= Work instructions =
Reproduce exactly the lines below from the one containing "print(self._render_makefile_template())" through the one containing "It is kind of", including both, and nothing else.

= Exercise data =
PR #13, opened 2019-05-23
Update base layout and remove unnecessary code

### LINKED ISSUE #4: layout base.Portfile

Korusuke:
Fixes #4

### DIFF
--- a/upt_macports/templates/base.Portfile
+++ b/upt_macports/templates/base.Portfile
@@ -4,16 +4,22 @@ PortSystem          1.0
 {% block portgroup %}
 {% endblock %}
 
+# Portfile generated/maintained using the Universal Packaging Tool (upt)
 {% block nameversion %}
 {% endblock %}
 
-maintainers         nomaintainer
+# Please adapt the lines with a "TODO" statement and check the guide for more information:
+# https://guide.macports.org/#reference.keywords
+
+# categories-append # TODO
+platforms           darwin
+# TODO: uncomment the following line if no architecture-dependent files are installed, otherwise remove
+# supported_archs     noarch
+license             {{ pkg.licenses }}
+# maintainers         {example.org:julesverne @GitHub-handle} openmaintainer # TODO
+
 description         {{ pkg.upt_pkg.summary }}
 long_description    ${description}
-
-platforms           darwin
-# uncomment and edit the following line depending on whether the port installs architecture-dependent files
-# supported_archs     noarch
 
 {% block dist_info %}
 {% endblock -%}
@@ -23,8 +29,6 @@ platforms           darwin
 {% elif pkg.archive_type != 'gz' %}
 {{ "use_%-15s yes"|format(pkg.archive_type) }}
 {% endif %}
-
-license             {{ pkg.licenses }}
 
 checksums           sha256  {{ pkg.upt_pkg.archives[0].sha256 }} \
                     rmd160  {{ pkg.upt_pkg.archives[0].rmd160 }} \
--- a/upt_macports/upt_macports.py
+++ b/upt_macports/upt_macports.py
@@ -13,7 +13,6 @@ class MacPortsPackage(object):
         self.upt_pkg = upt_pkg
         self.logger.info(f'Hello, creating the package')
         print(self._render_makefile_template())
-        print(self._depends)
 
     def _render_makefile_template(self):
         env = jinja2.Environment(
@@ -22,7 +21,6 @@ class MacPortsPackage(object):
             lstrip_blocks=True,
             keep_trailing_newline=True,
         )
-        # env.filters['reqformat'] = self.jinja2_reqformat
         template = env.get_template(self.template)
         return template.render(pkg=self)
 


Steap:
It is kind of weird to have a commit titled "Merge branch 'master' into base_port". What happened?

You could add "Fixes #4" at the end of the commit log. I think it should close the corresponding issue automagically once we merge the PR.

reneeotten:
@Korusuke we don't want to have "Merge" commits in the git history.

You probably did ```git pull```; instead you should use ```git pull --rebase``` which will add your new commits on top of the ```master``` branch. Please see the documentation: https://trac.macports.org/wiki/WorkingWithGit#updating. 

Try to recover from this first (a good way of working on your git-vodoo a bit more) and then we can review the actual content. Do make a backup first (```git checkout base_port ; git checkout -b backup```, go back to your branch ```git checkout base_port``` and try to fix it).

Korusuke:
A merge conflict was showing up due to the newly merged #12 so I just tried solving it using the git GUI which now I guess I shouldn't have done, will fix it in few minutes.

reneeotten:
> A merge conflict was showing up due to the newly merged #12 so I just tried solving it using the git GUI which now I guess I shouldn't have done, will fix it in few minutes.

something is not right yet as you have duplicate fields in the template now....

upt_macports/templates/base.Portfile
```diff
@@ -4,16 +4,20 @@ PortSystem          1.0
...
+# Portfile generated/maintained using the Universal Packaging Tool (upt)
+
 {% block nameversion %}
 {% endblock %}
 
-maintainers         nomaintainer
-description         {{ pkg.upt_pkg.summary }}
-long_description    ${description}
-
+# categories-append
```
Steap: You could add "XXX" or "TODO" at the end of this line, so that it is clearly visible to the maintainer when they open the file. @reneeotten what do you think?

reneeotten: I agree - we should signal in a clear way that a maintainer is supposed to do something about it. I think we should add one link to the MacPorts guide on top of that block in the Portfile, comment out lines where action is required, and add TODO at the end of the line. I have made some suggestions in the the base template.

upt_macports/templates/base.Portfile
```diff
@@ -4,16 +4,20 @@ PortSystem          1.0
 {% block portgroup %}
 {% endblock %}
 
+# Portfile generated/maintained using the Universal Packaging Tool (upt)
+
```
reneeotten: let's not add an new line here

upt_macports/templates/base.Portfile
```diff
@@ -4,16 +4,20 @@ PortSystem          1.0
...
 {% block nameversion %}
 {% endblock %}
 
-maintainers         nomaintainer
-description         {{ pkg.upt_pkg.summary }}
-long_description    ${description}
-
```
reneeotten: add one line here to indicate where a maintainer can bind more information: 
```
# Please adapt the lines with a "TODO" statement and check the guide for more information:
# https://guide.macports.org/#reference.keywords 
```

upt_macports/templates/base.Portfile
```diff
@@ -4,16 +4,20 @@ PortSystem          1.0
...
+# categories-append
 platforms           darwin
-# uncomment and edit the following line depending on whether the port installs architecture-dependent files
+# uncomment the following line if no architecture-dependent files are installed, otherwise remove
```
reneeotten: add "TODO", like: ```# TODO: uncomment the .....```

upt_macports/templates/base.Portfile
```diff
@@ -4,16 +4,20 @@ PortSystem          1.0
...
 # supported_archs     noarch
+license             {{ pkg.licenses }}
+maintainers         {example.org:julesverne @GitHub-handle} openmaintainer
```
reneeotten: comment this line out and add TODO at the end:
```# maintainers         {example.org:julesverne @GitHub-handle} openmaintainer # TODO```

**Review by reneeotten — CHANGES_REQUESTED** [review]
a suggestions to follow-up on what @Steap already mentioned, besides that it looks good to go!

**Comment by Korusuke** [comment]
I have done the necessary changes and will update the Portfile over at macports/ports once this PR is merged.

**Comment by reneeotten** [comment]
this looks good to me and it can always be fine-tuned based on input from the MacPorts community later. @Steap, since it's really Portfile/MacPorts related and your suggestions incorporated I'm going to assume that your fine with me merging it ;)

File: upt_macports/templates/base.Portfile [hunk 6]
```diff
@@ -4,16 +4,22 @@ PortSystem          1.0
 {% block portgroup %}
 {% endblock %}
 
+# Portfile generated/maintained using the Universal Packaging Tool (upt)
```
mojca, line 7: I would probably use `maintained` only after we get automatic updates working :)

upt_macports/templates/base.Portfile
```diff
@@ -4,16 +4,22 @@ PortSystem          1.0
...
+# Please adapt the lines with a "TODO" statement and check the guide for more information:
+# https://guide.macports.org/#reference.keywords
 
+# categories-append # TODO
 platforms           darwin
-# uncomment and edit the following line depending on whether the port installs architecture-dependent files
+# TODO: uncomment the following line if no architecture-dependent files are installed, otherwise remove
 # supported_archs     noarch
+license             {{ pkg.licenses }}
+# maintainers         {example.org:julesverne @GitHub-handle} openmaintainer # TODO
```
mojca, line 19: I would also keep a line for `nomaintainer` and let the user decide between the two.
It doesn't serve anyone to force users to assume maintainership when they are not comfortable to do so and not willing to take care of the port later.

upt_macports/templates/base.Portfile
reneeotten: we are optimistic about it ;)

upt_macports/templates/base.Portfile
reneeotten: yes, that's a valid point - how about something like this?
```
# TODO: either add your e-mail address and GitHub handle or set to nomaintainer
# maintainers         {example.org:julesverne @GitHub-handle} openmaintainer
# maintainers         nomaintainer
```

mojca: One further idea. At the end the port would ideally not contain any comments. So maybe the `TODO`s are a bit superfluous. Maybe something along those lines?

```
## If you would like to keep maintaining this port in the future as described in
##     https://guide.macports.org/chunked/project.contributing.html
## please add your contacts (e-mail, github handle), else keep `nomaintainer`.
# maintainers         {example.org:julesverne @github-handle} openmaintainer
# maintainers         nomaintainer
```

And then also ask users in a comment somewhere on top to go through the commented-out sections and check them out (and ideally remove most comments).

PR #18, opened 2019-05-29
Update license conversion

### LINKED ISSUE #14: Update port
The `py-upt-macports` port is currently generating defunct packages, including #11 and printing empty licence name (https://github.com/macports/macports-ports/pull/4489).

Can you please update the `Portfile`?

@rajdeepbharati

Korusuke:
Return unknown if no license found and test for the same

Fixes #14

### DIFF
--- a/upt_macports/tests/test_macports_package.py
+++ b/upt_macports/tests/test_macports_package.py
@@ -10,7 +10,7 @@ class TestMacPortsPackageLicenses(unittest.TestCase):
 
     def test_no_licenses(self):
         self.package.upt_pkg.licenses = []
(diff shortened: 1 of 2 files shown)


reneeotten:
@Korusuke this seems to work as intended, but the return-statement becomes a bit hard to decipher... not sure if that's a real issue but readability does count to a certain point. @Steap what do you think?

Steap:
It is not super elegant, but having an "if/else" may not be that much better. I think it is down to personal preference here.

reneeotten:
okay, let's merge this then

= Exercise answer =
         print(self._render_makefile_template())
-        print(self._depends)
 
     def _render_makefile_template(self):
         env = jinja2.Environment(
@@ -22,7 +21,6 @@ class MacPortsPackage(object):
             lstrip_blocks=True,
             keep_trailing_newline=True,
         )
-        # env.filters['reqformat'] = self.jinja2_reqformat
         template = env.get_template(self.template)
         return template.render(pkg=self)
 


Steap:
It is kind of weird to have a commit titled "Merge branch 'master' into base_port". What happened?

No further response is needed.